Reviewed by Sue Green
From an aimless but ordered life in Edwardian England, with a wife and young daughter, Harry Crane moves alone to the wild and untamed Canadian prairies. Winter becomes his home, his sanctuary and ultimate escape from a life of potential misery. A Place Called Winter by Patrick Gale is a novel that pulls at the heart, and keeps hold until the very end.
Winter, in Saskatchewan is a real place, and Harry Cane is loosely based on Gale’s own great grandfather. The novel charts the life of Harry, a shy, stuttering gentleman in Edwardian London. Harry’s boarding school childhood was lonely with frequent bullying episodes. His younger brother Jack was the outgoing and gregarious opposite. Left a sizeable family fortune, their futures seemed secure. Marriage and a daughter appear to provide Harry with a perfect life. Homosexuality, a punishable offence in this era became Harry’s secret. He discovered the thrill and sensuality of this forbidden love. His secret, uncovered by a relative, determines his future. By sheer chance he comes across an advertisement for land in Canada. ‘One hundred and sixty acres… for nothing but three years’ partial residency…’ (90) The year is 1908, and Harry has signed up for a new life on the prairies in Saskatchewan, Canada.
On the ship crossing from Liverpool to Halifax, Harry is befriended and pursued by Troels Munck. Troels is a predatory and overbearing figure who promises to give the new emigrants a helping hand. Harry is grateful for the direction and the help in finding his feet, but there is payback that makes the situation uncomfortable. Troels develops in the novel as a figure to be feared and hated, a person who has no morality, who is only in the business of preying on foolish and weak young men. Harry is not alone in being helped by Troels, but this does not make the situation any more bearable.
Harry does find peace and happiness, and friendship on the land. He develops a working body that becomes tough, fit, and able to work tirelessly though the harsh seasons of Saskatchewan. He is able to build fences, build his house, and grow crops in the tough and untamed land. Gale’s prose carries the reader through the hardships and the joys of achievement. ‘As for the cold, he had never experienced anything like it: a dry, iron clamp upon the land, like death itself, full of unexpected beauty…’.(166). This toughness also allows Harry to work through his inner demons, but ultimately, for his sins, Harry is committed briefly to a mental hospital.

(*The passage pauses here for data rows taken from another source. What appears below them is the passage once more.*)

PR #17905, opened 2023-02-14
Fix the example for the When constraint

stof:
When evaluating the expression, the ExpressionLanguage does not have access to private properties of the object, as it runs from its outside. And contrary to Twig, ExpressionLanguage does not have the magic `.` operator that tries to find a getter when it cannot use the property.

See https://github.com/symfony/symfony/issues/49367 for a support request caused by this bad example.


OskarStark (approved):

OskarStark:
Thanks for fixing this bug @stof.

Issue #17814, opened 2023-01-27
Contributions to Serializer docs are paused


javiereguiluz:
Because of the revamp in the Serializer docs (see #17783) we are pausing all changes and merges to any docs related to Serializer.

Please, don't contribute anything related to Serializer until we finish that revamp. Thanks for understanding!

Pinging the most active contributors (@alexandre-daubois, @alamirault, @94noni) and mergers (@weaverryan, @OskarStark, @xabbuh) so everybody is warned about this. Thanks!

alexandre-daubois:
Got it :+1: 

Would it be conceivable to imagine a work like the unification of the doc of the Console component for example? As @wouterj  raised on one of my PRs, it seems that the trend is to unify the component docs rather than exploding them into several articles. If this is something that could be planned, I would be happy to take care of it for Console for instance :slightly_smiling_face:

94noni:
@javiereguiluz oki thx for ping :)
i've understand it is a global offer to rewrite doc on component & framework usage
do you have like a roadmap for that? and also writing in symfony/doc vs symfony/symfony 's readme?

thx

wouterj:
Hi! Thank you both for asking how to help with the rewrites.

For now, I would suggest to let us (the doc team) do the main bulk of the work. PRs like this get pretty big, so it's easier to coordinate, review and quickly discuss approaches this way. When the bulk of the work is done, there probably still are tons of things that can be restructured or better worded that you can help with. And of course, reviews on these big PRs are also always very welcome :)

Thanks for all the work and excitement around documentation! :)

alexandre-daubois:
Understood, good luck 💪

alexandre-daubois:
Hey! Just a quick message to know if contributions to the serializer are still paused? :slightly_smiling_face:

wouterj:
I have very little OSS time this month (preparing and executing a big migration at work). I hope to pick up this PR again in July.

I would say adding small sections to document new features is OK (given this is taken longer than I wanted). But let's not rewrite, restructure, add missing docs for features of historic versions, etc. as that'll just be double work and the docs have been in this state for years, so we can survive it for another couple of months.

javiereguiluz:
I'm closing this issue because the main doc contributors are aware of it and because we're merging small changes and additions to the serializer component. We won't merge revamps or huge changes to help with the update. Thanks!

PR #17907, opened 2023-02-15
Adapt CsvEncoder `no_headers` context

### LINKED ISSUE #15243: CSV-encoding header documentation seems to be a bit misleading
Hey,

I just started using the `CSVEncoder` and hat some trouble getting it to work with flat data.
The `no_headers` flag and its description are very misleading in my opinion.

I wanted to create some simple  csv like this:
```csv
header1;header2;header3
1;a;x
2;b;y
3;c;z
```

However from the docs it was really hard to figure out how to specify my custom headers, because of the way the conding handles nested data:

```php
$data = [
   [header1, header2, header3]
   [1, a, x],
   [2, b, y],
   [3, c, y]
]
```

This would not work, because the encoder would automatically set the headers to the surrounding arrays indices [0,1,2].

If I had written this instead:

```php
$data = [
    "header1" => [1,2,3],
    "header2" => [a,b,c],
    ...
]
```

I would get nested headers instead.

So the solution for this would be to set the `no_headers => true` flag for the context.
This makes sense if you think about how CSV works, but especially the description  "Disables header in the encoded CSV" makes my brain think along the lines "oh, no headers at all" (which of course is nonsense).

I would probably add something along the lines "Disable automatic headers. Use the first data row instead" and maybe add an example, instead.

I can create a PR  with an example and suggested documentation if that helps :)

alamirault:
Try fix #15243

Default behavior:
https://github.com/symfony/symfony/blob/c7a7cb8841bb54a68c967b3ea0e57024802b96ed/src/Symfony/Component/Serializer/Tests/Encoder/CsvEncoderTest.php#L45-L60

With `no_headers`
https://github.com/symfony/symfony/blob/c7a7cb8841bb54a68c967b3ea0e57024802b96ed/src/Symfony/Component/Serializer/Tests/Encoder/CsvEncoderTest.php#L647-L653

### DIFF
--- a/components/serializer.rst
+++ b/components/serializer.rst
@@ -1104,7 +1104,8 @@ Option                  Description                                            D
                         with a ``\t`` character
 ``as_collection``       Always returns results as a collection, even if only   ``true``
                         one line is decoded.
-``no_headers``          Disables header in the encoded CSV                     ``false``
+``no_headers``          Setting to ``false`` will use first row as headers.    ``false``
+                        ``true`` generate numeric headers.
 ``output_utf8_bom``     Outputs special `UTF-8 BOM`_ along with encoded data   ``false``
 ======================= =====================================================  ==========================
 


javiereguiluz:
@alamirault thanks for this contribution 🙏 

The proposed change is small so I guess it's OK, but please don't send large contributions to Serializer docs until we finish its revamp. See #17814. Thanks!

alamirault:
@javiereguiluz I rebased, and as it's not a major structure change, we can review/merge it :smile: 

Thanks !

OskarStark (approved):

xabbuh:
Thank you @alamirault.

PR #17908, opened 2023-02-16
docs(DomCrawler): remove hint about html5-php library

kesselb:
html5-php is mandatory after https://github.com/symfony/symfony/pull/44170


javiereguiluz:
Thanks Daniel! We've merged this in 6.2 and 6.3 branches.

The novel moves simultaneously between the time Harry spends in hospital and his life journey. Initially this is somewhat puzzling, however the author so carefully crafts his words that it does not discourage, but encourages. The reader will recognise in Harry his honesty and simplicity in searching for answers and ultimately happiness.
The cover of the paperback edition has been cleverly constructed. The orange and rust colours, along with a solitary man depict the rural landscape. The images of wheat, endless horizons and a wooden homestead is reflected in the content of the novel. The title of the novel is somewhat of a teaser. It is suggestive of the season, rather than the place name, but it also reflects the chill of the environment, and aspects of Harry’s life.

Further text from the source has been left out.